Um projecto que é, ou devia ser de elevado interesse nacional, põe assim em cheque uma valiosa possibilidade de desenvolvimento de uma extensa região do interior norte, por ser tratado com a “prata da casa” de uma forma quase irresponsável. Digo isto, porque considero que mataram este projecto à nasceça. Um peregrino que o faça, nunca mais há-de voltar e enquanto não se esquecer, vai espalhar à sua volta todo o seu desagrado e revolta. E é isto mesmo que eu estou aqui a fazer.
Nota-se que aqueles que delinearam e implantaram o trajecto pouco ou nada andam a pé e/ou de BTT. Provavelmente nunca fizeram um dos percursos dos caminhos de Santiago, e têm manifesta falta de idoniedade e de bom senso. Provavelmente nem sequer foram orientados sobre os objectivos a alcançar.

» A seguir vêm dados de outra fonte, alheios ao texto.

PR #624, opened 2020-10-20
Create component-bumper.yml

RamLavi:
create a gitActions job that will run the bumper script.
the job will run periodically daily, and produce bump PRs when needed.

**Release note**:

```release-note
NONE
```

### DIFF
--- a/.github/workflows/component-bumper.yml
+++ b/.github/workflows/component-bumper.yml
@@ -1,0 +1,18 @@
+name: Auto-Bump Components' Versions
+
+on:
+  schedule:
+    - cron:  '0 5 * * *'
+
+jobs:
+
+  build:
+    name: CNAO Component Bump Job
+    runs-on: ubuntu-latest
+    steps:
+
+    - name: Check out code into the Go module directory
+      uses: actions/checkout@v2
+
+    - name: Run bumper script
+      run: make ARGS="-config-path=components.yaml -token=${{ secrets.GITHUB_TOKEN }}" auto-bumper


.github/workflows/component-bumper.yml
```diff
@@ -0,0 +1,32 @@
...
+  build:
+    name: CNAO Component Bump Job
+    runs-on: ubuntu-latest
+    steps:
+
+    - name: Set up Go 1.x
+      uses: actions/setup-go@v2
+      with:
+        go-version: ^1.13
+      id: go
```
qinqon, line 18: We don't need to install golang since it get installed as part of `make auto-bumper` that will call install-go.sh

.github/workflows/component-bumper.yml
```diff
@@ -0,0 +1,32 @@
...
+    - name: Check out code into the Go module directory
+      uses: actions/checkout@v2
+
+    - name: Get dependencies
+      run: |
+        go get -v -t -d ./...
+        if [ -f Gopkg.toml ]; then
+            curl https://raw.githubusercontent.com/golang/dep/master/install.sh | sh
+            dep ensure
+        fi
```
qinqon, line 29: We have everything under ./vendor no need for this.

qinqon (changes requested):
We just need to call `make auto-bumper` the golang stuff is already in the project itself.

.github/workflows/component-bumper.yml
RamLavi: Done

.github/workflows/component-bumper.yml
RamLavi: right!

phoracek (approved):
/lgtm
/approve

:1st_place_medal:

Os caminhos de Santiago não precisam de apresentação. São amplamente conhecidos em todo o mundo e só temos que aproveitar o seu bom nome para promover o turismo no nosso país. Por isso devemos na sua elaboração, ter em consideração os seguintes itens, por ordem decrescente de importância:
  • Orientar o trajecto tendo em conta o potencial económico que pode trazer o turismo da peregrinação para as regiões/localidades por onde passa, pelo que, deve passar pelas principais localidades, em especial aquelas que têm assinalável valor histórico, assim como possibilidades de fornecer alojamento e alimentação;
  • Instigar e orientar os proprietários das infraestruturas locais (restaurantes, cafés, alojamentos, museus, etc.), sobre aquilo que podem fazer no sentido de captar o turismo da peregrinação;
  • A segurança deve estar sempre presente, evitando traçados por regiões isoladas e em todo caso deve garantir-se que existe rede de telemóvel. Evitar locais que não permitam a acessibilidade em caso de resgate por doença/acidente, assim como áreas susceptíveis a intempéries ou desmoronamentos em caso de mudança súbita do tempo como é o caso de travessia de ribeiras e grandes taludes. Sempre que no traçado haja transito automóvel, deve existir sinalização que alerte os condutores sobre a presença de peregrinos e se possível, reserva uma via só para estes. Em cruzamentos de caminhos com vias principais de grande movimento automóvel, devem sinalizar aos peregrinos a sua aproximação.
  • O trajecto deve ser agradável no seu traçado, facilitando o deslocamento a pé ou de bicicleta. Nesses termos, deve ser o mais direto possível para o destino, evitando grandes declives, e caso seja inevitável contorná-los, os mesmos deve ser devidamente apropriados e mantidos. Os caminhos devem ser na sua generalidade com bom piso. Caso isso não se possa garantir, devem como alternativa (nem que seja provisória), ser por estrada.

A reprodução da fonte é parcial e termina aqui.